I have that belkin router with the little (and crapy) lcd screen

and I'm using little snitch
 
Is there a reason you are doing this? It's not that you are unsafe, but if a worm is uncovered for OS X you are going to be exposed immediately. Leaving a computer directly connected to the Internet without a firewall is not a great idea. If you are trying to access particular services on your computer, set up port forwarding in your router.
 
If I leave my mac set on DMZ on my router am I safe?
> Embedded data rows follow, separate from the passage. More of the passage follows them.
Issue #3401, opened 2024-02-23
Some devices do not report AVC High10 capabilities even though playback is supported, causing decoder checks to fail


MichaelRUSF:
### Describe the bug

The ```hasDecoder```  function in MediaCodecCapabilitiesTest does not work as expected.  It always returns false for: 
```supportsAVCHigh10```  
```supportsHevcMain10 ``` 

It works correctly if you test: 
```supportsHevcMain```  		
```supportsAV1Main10```  		
*```supportsAVCProfileMain``` 	

 @lawadr Also,  the ```getDecoderLevel``` which is based off of  the ```hasDecoder``` does not work  for: 
```getHevcMain10Level ``` 
*```getAVCHigh10Level``` 

It works correctly if you test:
``` getHevcMainLevel``` 
*```getAVCMainLevel```

This is why H264 High10 videos will always transcode. Also, why 4k HEVC content gets remuxed instead of being transcoded on devices that only support 1080p. I'm sure there are other bugs, but these are the two that I could test.  

*Not implemented

### Application version

0.16.5

### Where did you install the app from?

None

### Device information

~

### Android version

~

### Jellyfin server version

10.8.3

**Comment by lawadr** [comment]
You haven't listed your device. Maybe it doesn't support those profiles?

**Comment by MichaelRUSF** [comment]
I tested out the code on Andriod Studio with the emulator. Lots of ways to test it, but I'll try to explain my method.

If this is true (MediaCodecCapabilitiesTest)
```kotlin
fun supportsAVCHigh10(): Boolean = hasDecoder(
		MediaFormat.MIMETYPE_VIDEO_AVC,
		CodecProfileLevel.AVCProfileHigh10,
		CodecProfileLevel.AVCLevel4
	)
``` 
Then because of this (ProfileHelper) AVC High 10 is supposed to direct play given no other factors, e.g., subtitles, level support, bitrate, etc.. 
```kotlin
	val h264VideoProfileCondition by lazy {
		ProfileCondition(
			ProfileConditionType.EqualsAny,
			ProfileConditionValue.VideoProfile,
			listOfNotNull(
				"high",
				"main",
				"baseline",
				"constrained baseline",
				if (MediaTest.supportsAVCHigh10()) "high 10" else null
			).joinToString("|")
		)
	}
``` 
Using current build, play  AVC High 10 L4.2 media, no subtitles or audio to eliminate other factors. Notice the video will transcode, reason should be unsupported profile.


Change this

[...]

PR #3406, opened 2024-02-27
Add a preference option to bypass AVC High10 checks

MichaelRUSF:
Allow users to bypass AVC High10 checks by adding a preference option. Enabling this option will automatically add AVC High10 as a supported profile, as long as the device supports AVC Main. The same AVC Main levels will be used for AVC High10.

**Changes**

- Add user preference to bypass AVC High10 check
- Add a new profile condition in ProfileHelper to be used if bypass is enabled
- Update ExoPlayerProfile  based on the new preference

**Issues**
Workaround for #3401

### DIFF
--- a/app/src/main/java/org/jellyfin/androidtv/preference/UserPreferences.kt
+++ b/app/src/main/java/org/jellyfin/androidtv/preference/UserPreferences.kt
@@ -53,6 +53,11 @@ class UserPreferences(context: Context) : SharedPreferenceStore(
 
 		/* Playback - General*/
 		/**
+		 * Preferred behavior for audio streaming.
+		 */
+		var avcHigh10Bypass = enumPreference("avc_high10_bypass", false)
+
+		/**
 		 * Maximum bitrate in megabit for playback.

I have that belkin router with the little (and crapy) lcd screen

and I'm using little snitch

Yeah just open the particular port you need and use port forwarding as mentioned. Don't use DMZ. DMZ is used on rare occasions. If you enable it, it kind of defeats the purpose of having a hardware firewall.

Let's say you need ports 12,000 to 2,100

Just open 000 to 100 and you'll be ok.

I recommend opening one or two ports though, not that many.
 
If I leave my mac set on DMZ on my router am I safe?

I have that belkin router with the little (and crapy) lcd screen

and I'm using little snitch

Yes you are safe, obviously the more layers for protection you have the better but if the Mac OS X firewall is on you really have very little to worry about.
 
In theory, yes, if your software firewall is properly configured.

Still, why? There's not much point (IMHO) in exposing yourself to more risk than is necessary, and this seems like a pretty good example of doing just that.
 
DMZ is NOT safe at all.
What DMZ does is when it is turned on, ALL data that is sent to the router is then forwarded on to that computer regardless of whether it is meant for it or not (the data does go to the computer it is meant to go to also). That computer that is the DMZ'd computer, then can use that data however it is set up to use it (so servers can be set up for this if you don't want to play with port-forwarding on the router).

Now, yes you can use software firewalls then on the computer, but the problem is that a router uses NAT to address the computers within the local network. Now, NAT provides a huge security advantage as you cannot easily connect to a computer past the router from within the Internet (read how NAT works).
With a DMZ, it means that someone can easily gain access to the DMZ'd computer as there is no need to worry about NAT as all traffic goes directly to that computer.

So it is generally advisable NOT to put a computer in the DMZ. Always use port-forwards instead, as that way you choose which traffic goes where, rather than completely opening up the security on your router.

Anyway, thats the basics of it. Yes it is a huge risk.